**Assignment:** Each line below from the one containing "PR #3164, opened 2023-12-14" through the one containing "Those seem like" is to be given again exactly, and no line outside that span.
*** Opening Task input ***
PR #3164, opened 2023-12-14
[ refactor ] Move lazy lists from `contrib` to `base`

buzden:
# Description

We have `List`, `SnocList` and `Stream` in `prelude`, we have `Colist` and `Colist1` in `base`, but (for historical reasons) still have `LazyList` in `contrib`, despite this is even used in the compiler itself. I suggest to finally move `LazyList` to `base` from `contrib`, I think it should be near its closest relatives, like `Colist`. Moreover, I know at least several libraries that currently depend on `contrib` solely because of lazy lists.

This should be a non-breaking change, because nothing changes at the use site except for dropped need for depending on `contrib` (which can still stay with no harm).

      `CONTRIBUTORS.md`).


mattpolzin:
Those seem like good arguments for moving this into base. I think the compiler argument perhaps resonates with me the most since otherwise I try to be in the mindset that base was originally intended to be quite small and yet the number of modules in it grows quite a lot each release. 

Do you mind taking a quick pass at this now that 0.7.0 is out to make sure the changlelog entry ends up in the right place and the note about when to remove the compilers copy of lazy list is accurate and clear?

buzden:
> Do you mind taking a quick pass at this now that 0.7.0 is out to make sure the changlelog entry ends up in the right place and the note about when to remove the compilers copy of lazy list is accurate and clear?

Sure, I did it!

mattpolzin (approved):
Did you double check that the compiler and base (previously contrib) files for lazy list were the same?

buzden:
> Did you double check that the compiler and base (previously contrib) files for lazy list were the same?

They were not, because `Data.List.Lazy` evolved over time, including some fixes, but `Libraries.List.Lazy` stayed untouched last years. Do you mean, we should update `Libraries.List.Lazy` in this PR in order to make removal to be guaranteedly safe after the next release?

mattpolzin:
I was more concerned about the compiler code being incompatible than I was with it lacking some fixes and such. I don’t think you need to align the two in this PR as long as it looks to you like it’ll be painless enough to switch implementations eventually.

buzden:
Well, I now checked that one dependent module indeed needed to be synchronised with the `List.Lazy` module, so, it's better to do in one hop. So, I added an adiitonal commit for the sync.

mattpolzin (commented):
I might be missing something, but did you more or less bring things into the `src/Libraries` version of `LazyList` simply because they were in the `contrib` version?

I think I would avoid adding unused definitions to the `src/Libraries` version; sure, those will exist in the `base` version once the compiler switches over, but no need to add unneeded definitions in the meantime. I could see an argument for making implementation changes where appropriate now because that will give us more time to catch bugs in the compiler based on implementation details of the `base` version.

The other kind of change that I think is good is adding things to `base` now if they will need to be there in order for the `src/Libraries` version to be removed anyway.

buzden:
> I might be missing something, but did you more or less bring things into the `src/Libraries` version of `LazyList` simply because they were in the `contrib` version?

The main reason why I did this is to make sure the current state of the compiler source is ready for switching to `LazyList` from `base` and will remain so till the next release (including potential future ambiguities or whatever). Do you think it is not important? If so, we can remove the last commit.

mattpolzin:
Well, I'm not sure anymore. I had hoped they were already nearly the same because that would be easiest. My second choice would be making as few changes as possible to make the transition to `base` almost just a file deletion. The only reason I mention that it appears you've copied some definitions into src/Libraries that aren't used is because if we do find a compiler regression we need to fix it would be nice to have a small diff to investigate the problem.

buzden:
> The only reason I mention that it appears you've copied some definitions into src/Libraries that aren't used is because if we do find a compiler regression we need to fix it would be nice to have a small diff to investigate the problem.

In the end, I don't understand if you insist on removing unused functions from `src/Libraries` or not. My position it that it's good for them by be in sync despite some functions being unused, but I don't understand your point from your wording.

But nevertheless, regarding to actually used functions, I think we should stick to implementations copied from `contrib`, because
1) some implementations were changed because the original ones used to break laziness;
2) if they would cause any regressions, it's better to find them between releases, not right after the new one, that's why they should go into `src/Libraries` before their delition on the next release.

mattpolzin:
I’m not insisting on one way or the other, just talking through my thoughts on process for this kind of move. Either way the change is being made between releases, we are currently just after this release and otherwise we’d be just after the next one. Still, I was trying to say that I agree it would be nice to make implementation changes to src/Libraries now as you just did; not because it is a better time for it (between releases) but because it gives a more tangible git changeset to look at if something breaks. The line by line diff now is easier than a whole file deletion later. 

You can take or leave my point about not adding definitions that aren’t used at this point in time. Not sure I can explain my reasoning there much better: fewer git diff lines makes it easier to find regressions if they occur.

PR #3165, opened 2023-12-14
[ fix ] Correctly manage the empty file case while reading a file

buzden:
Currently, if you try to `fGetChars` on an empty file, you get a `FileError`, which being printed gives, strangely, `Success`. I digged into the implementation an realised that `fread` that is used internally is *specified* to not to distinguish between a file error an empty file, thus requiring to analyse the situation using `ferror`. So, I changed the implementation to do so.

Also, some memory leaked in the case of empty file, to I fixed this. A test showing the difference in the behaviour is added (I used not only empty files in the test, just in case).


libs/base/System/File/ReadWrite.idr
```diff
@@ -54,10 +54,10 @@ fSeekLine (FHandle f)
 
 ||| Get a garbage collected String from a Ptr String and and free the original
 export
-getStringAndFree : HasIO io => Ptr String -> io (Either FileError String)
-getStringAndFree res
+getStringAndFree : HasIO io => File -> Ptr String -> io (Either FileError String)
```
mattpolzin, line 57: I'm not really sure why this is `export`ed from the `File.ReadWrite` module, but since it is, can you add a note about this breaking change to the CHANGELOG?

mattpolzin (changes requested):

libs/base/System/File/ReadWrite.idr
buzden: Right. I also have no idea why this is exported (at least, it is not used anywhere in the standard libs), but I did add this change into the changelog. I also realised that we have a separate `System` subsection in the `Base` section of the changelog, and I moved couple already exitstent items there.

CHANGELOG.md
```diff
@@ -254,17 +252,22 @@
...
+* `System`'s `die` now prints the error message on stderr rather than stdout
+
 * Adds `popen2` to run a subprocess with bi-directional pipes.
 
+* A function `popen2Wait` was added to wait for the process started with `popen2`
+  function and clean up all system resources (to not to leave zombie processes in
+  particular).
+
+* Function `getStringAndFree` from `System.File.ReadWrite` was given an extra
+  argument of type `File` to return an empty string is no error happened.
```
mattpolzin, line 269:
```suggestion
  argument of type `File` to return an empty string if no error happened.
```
*** Closing Task input ***
*** Opening Task input ***
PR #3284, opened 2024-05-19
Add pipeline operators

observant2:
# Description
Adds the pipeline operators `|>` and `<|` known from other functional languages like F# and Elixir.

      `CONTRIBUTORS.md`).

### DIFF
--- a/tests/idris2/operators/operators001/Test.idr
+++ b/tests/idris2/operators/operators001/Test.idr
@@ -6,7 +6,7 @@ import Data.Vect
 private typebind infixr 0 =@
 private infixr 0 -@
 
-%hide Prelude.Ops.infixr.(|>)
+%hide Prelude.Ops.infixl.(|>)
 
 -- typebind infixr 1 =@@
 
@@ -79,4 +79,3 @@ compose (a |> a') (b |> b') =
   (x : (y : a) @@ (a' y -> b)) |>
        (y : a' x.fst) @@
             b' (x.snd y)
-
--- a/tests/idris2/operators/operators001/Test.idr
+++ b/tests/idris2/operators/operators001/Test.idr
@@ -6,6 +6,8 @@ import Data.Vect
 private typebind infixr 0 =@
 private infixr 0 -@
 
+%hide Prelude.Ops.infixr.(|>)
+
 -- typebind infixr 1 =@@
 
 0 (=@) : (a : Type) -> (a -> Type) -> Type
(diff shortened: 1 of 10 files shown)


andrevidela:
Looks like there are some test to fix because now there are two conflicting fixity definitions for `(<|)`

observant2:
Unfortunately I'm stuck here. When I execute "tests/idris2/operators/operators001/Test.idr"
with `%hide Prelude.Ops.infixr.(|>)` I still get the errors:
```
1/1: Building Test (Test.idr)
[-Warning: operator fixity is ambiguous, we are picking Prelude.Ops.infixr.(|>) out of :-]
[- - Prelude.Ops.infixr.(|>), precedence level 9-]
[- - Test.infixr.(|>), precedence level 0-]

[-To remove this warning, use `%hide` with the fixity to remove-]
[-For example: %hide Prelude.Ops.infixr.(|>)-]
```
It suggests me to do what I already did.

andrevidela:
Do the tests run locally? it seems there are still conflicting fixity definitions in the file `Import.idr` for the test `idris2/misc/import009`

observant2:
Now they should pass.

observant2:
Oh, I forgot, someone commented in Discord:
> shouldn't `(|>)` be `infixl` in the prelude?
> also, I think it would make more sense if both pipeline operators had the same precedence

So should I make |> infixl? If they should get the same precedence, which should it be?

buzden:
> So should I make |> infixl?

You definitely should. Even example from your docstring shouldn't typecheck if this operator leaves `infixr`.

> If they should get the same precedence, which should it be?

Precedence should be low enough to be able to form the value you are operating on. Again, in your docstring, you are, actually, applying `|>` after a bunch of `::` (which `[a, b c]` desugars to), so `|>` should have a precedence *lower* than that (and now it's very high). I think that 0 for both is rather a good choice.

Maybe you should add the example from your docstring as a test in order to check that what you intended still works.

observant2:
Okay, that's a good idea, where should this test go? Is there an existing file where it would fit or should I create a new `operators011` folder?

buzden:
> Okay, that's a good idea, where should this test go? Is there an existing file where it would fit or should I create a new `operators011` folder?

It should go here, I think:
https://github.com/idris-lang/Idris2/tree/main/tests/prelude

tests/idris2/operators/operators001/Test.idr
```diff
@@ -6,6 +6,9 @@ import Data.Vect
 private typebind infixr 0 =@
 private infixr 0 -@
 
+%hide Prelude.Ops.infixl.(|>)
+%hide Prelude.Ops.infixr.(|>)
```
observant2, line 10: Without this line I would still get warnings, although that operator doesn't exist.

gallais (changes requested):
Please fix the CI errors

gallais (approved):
*** Closing Task input ***
**Task output:**
PR #3164, opened 2023-12-14
[ refactor ] Move lazy lists from `contrib` to `base`

buzden:
# Description

We have `List`, `SnocList` and `Stream` in `prelude`, we have `Colist` and `Colist1` in `base`, but (for historical reasons) still have `LazyList` in `contrib`, despite this is even used in the compiler itself. I suggest to finally move `LazyList` to `base` from `contrib`, I think it should be near its closest relatives, like `Colist`. Moreover, I know at least several libraries that currently depend on `contrib` solely because of lazy lists.

This should be a non-breaking change, because nothing changes at the use site except for dropped need for depending on `contrib` (which can still stay with no harm).

      `CONTRIBUTORS.md`).


mattpolzin:
Those seem like good arguments for moving this into base. I think the compiler argument perhaps resonates with me the most since otherwise I try to be in the mindset that base was originally intended to be quite small and yet the number of modules in it grows quite a lot each release. 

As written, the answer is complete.